● What to work on: Write out the entries below exactly, from the first line to the one with "import networkx", both ends included.
☆ ☆ ☆ ☆ ☆ ☆ ☆
PR #458, opened 2021-11-05
extract: use viv-utils.CFG instead of bb.succs

williballenthin:
use `CFG` to compute and access basic block successors. if nothing else, this is about 40% faster than BB succs (which we can remove from viv-utils, again).

also, add documentation explaining the patterns we're looking for.

tested with [b0b758e680e652144a78a7ddecc027d4868c1dc3d8d7d611ec4d3798358b0ce5](https://www.virustotal.com/gui/file/b0b758e680e652144a78a7ddecc027d4868c1dc3d8d7d611ec4d3798358b0ce5) and it seems to extract reasonable strings. 

image

### DIFF
--- a/floss/features/extract.py
+++ b/floss/features/extract.py
@@ -3,6 +3,7 @@ import logging
 import envi
 import networkx
 import vivisect
+import viv_utils
 from networkx import strongly_connected_components
 from envi.archs.i386.opconst import INS_MOV, INS_ROL, INS_ROR, INS_SHL, INS_SHR, INS_XOR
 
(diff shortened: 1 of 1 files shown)


floss/features/extract.py
```diff
@@ -116,32 +117,75 @@ def extract_function_kinda_tight_loop(f):
...
+            for suc in succs:
+                suc_succs = [x for x in cfg.get_successor_basic_blocks(suc)]
+                if len(suc_succs) != 1:
+                    continue
+                if suc_succs[0] != bb.va:
+                    continue
+
+                loop_bb = suc_succs[0]
+                break
+
```
williballenthin, line 184: i split out the two cases here to make it more explicit how we check for them

floss/features/extract.py
```diff
@@ -116,32 +117,75 @@ def extract_function_kinda_tight_loop(f):
...
     Algorithm by Blaine S.
     """
+    cfg = viv_utils.CFG(f)
+
+    root_bb_va = cfg.get_root_basic_block()
+    leaf_bb_vas = {bb.va for bb in cfg.get_leaf_basic_blocks()}
+
     for bb in f.basic_blocks:
         # skip first and last BBs
-        if bb.va == f.va or bb.va + bb.size == f.basic_blocks[-1].va:
```
williballenthin, line 121: bug here that the "last" basic block may not be end of the function. 

now we use the "leaves" that should be the ends of the function.

floss/features/extract.py
```diff
@@ -116,32 +117,75 @@ def extract_function_kinda_tight_loop(f):
     Yields tight loop features in the provided function
     Algorithm by Blaine S.
     """
+    cfg = viv_utils.CFG(f)
```
mr-tz, line 120: I'm still wondering how I missed this 😄

mr-tz (approved):
awesome, thanks for the improvement!

PR #492, opened 2022-02-04
Change to ida7 and adjust to floss changing

harelon:
Changed to use the api of ida7.
Removed encoding and encoding errors because s is already a string.
Changed field names to the ones in the current floss package
Updated vivisect version to be compatible with the current viv-utils supported version


mr-tz:
Hey, thanks a lot! I was wondering if you were also looking at this because of the viv-utils updates :)
Was just looking at this script yesterday.

williballenthin (approved):

PR #539, opened 2022-05-13
doc: update copyright header

mr-tz:


mr-tz:
I'll update per file creation years.

williballenthin:
I don’t feel strongly about keeping these up to date or making more work for you. Just wondering if we should grep for all of them and update everything to 2022.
☆ ☆ ☆ ☆ ☆ ☆ ☆
● Output:
PR #458, opened 2021-11-05
extract: use viv-utils.CFG instead of bb.succs

williballenthin:
use `CFG` to compute and access basic block successors. if nothing else, this is about 40% faster than BB succs (which we can remove from viv-utils, again).

also, add documentation explaining the patterns we're looking for.

tested with [b0b758e680e652144a78a7ddecc027d4868c1dc3d8d7d611ec4d3798358b0ce5](https://www.virustotal.com/gui/file/b0b758e680e652144a78a7ddecc027d4868c1dc3d8d7d611ec4d3798358b0ce5) and it seems to extract reasonable strings. 

image

### DIFF
--- a/floss/features/extract.py
+++ b/floss/features/extract.py
@@ -3,6 +3,7 @@ import logging
 import envi
 import networkx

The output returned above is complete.